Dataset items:
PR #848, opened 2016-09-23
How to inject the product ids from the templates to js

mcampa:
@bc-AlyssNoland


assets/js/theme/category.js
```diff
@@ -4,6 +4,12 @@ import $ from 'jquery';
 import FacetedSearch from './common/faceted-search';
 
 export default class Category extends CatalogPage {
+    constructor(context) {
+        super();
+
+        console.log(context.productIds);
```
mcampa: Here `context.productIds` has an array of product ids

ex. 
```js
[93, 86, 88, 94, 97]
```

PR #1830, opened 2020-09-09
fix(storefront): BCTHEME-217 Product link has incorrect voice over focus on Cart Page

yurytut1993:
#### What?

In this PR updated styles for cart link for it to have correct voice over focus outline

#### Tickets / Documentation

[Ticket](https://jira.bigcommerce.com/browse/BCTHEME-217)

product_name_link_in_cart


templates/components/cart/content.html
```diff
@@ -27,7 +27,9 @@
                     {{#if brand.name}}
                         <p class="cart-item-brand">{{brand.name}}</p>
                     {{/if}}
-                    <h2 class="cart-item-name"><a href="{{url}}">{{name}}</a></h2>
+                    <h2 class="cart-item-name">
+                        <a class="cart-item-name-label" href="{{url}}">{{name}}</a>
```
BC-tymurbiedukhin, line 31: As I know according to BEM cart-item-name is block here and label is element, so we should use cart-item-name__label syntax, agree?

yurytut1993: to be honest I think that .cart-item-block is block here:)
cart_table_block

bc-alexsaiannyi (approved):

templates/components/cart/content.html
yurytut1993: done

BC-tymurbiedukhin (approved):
...
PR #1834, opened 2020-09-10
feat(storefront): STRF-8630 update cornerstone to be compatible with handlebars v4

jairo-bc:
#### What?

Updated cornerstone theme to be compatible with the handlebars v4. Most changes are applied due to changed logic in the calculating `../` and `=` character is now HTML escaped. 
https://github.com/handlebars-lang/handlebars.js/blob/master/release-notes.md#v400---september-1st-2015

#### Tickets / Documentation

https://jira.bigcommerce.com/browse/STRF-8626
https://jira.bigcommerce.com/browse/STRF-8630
--
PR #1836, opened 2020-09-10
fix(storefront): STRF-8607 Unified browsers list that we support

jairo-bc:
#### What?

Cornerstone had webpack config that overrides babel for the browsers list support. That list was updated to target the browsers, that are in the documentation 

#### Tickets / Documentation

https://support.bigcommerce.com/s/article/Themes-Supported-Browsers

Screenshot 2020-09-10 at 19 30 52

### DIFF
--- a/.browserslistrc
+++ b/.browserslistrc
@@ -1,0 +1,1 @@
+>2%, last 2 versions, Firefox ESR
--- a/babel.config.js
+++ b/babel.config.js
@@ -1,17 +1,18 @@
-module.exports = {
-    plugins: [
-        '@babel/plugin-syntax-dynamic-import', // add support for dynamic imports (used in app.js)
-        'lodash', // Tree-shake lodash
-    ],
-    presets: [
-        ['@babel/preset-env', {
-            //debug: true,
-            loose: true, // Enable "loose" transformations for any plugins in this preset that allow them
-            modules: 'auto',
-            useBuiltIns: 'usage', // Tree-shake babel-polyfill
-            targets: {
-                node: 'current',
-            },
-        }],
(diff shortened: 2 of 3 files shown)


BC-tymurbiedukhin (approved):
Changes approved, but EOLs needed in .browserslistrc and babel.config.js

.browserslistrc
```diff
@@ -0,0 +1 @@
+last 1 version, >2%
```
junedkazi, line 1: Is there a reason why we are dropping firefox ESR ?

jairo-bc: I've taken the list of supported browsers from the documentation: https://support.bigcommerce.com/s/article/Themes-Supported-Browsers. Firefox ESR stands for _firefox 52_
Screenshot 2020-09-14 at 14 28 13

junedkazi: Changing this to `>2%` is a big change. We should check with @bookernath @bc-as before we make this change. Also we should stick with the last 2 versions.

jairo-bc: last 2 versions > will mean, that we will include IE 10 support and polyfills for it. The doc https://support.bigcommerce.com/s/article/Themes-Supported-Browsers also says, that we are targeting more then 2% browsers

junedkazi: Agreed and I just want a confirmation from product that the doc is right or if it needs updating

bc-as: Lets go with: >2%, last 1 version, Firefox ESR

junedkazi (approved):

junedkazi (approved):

Problem | Filter the records for lines holding the string "focus". Copy each one.

Finished task |
fix(storefront): BCTHEME-217 Product link has incorrect voice over focus on Cart Page
In this PR updated styles for cart link for it to have correct voice over focus outline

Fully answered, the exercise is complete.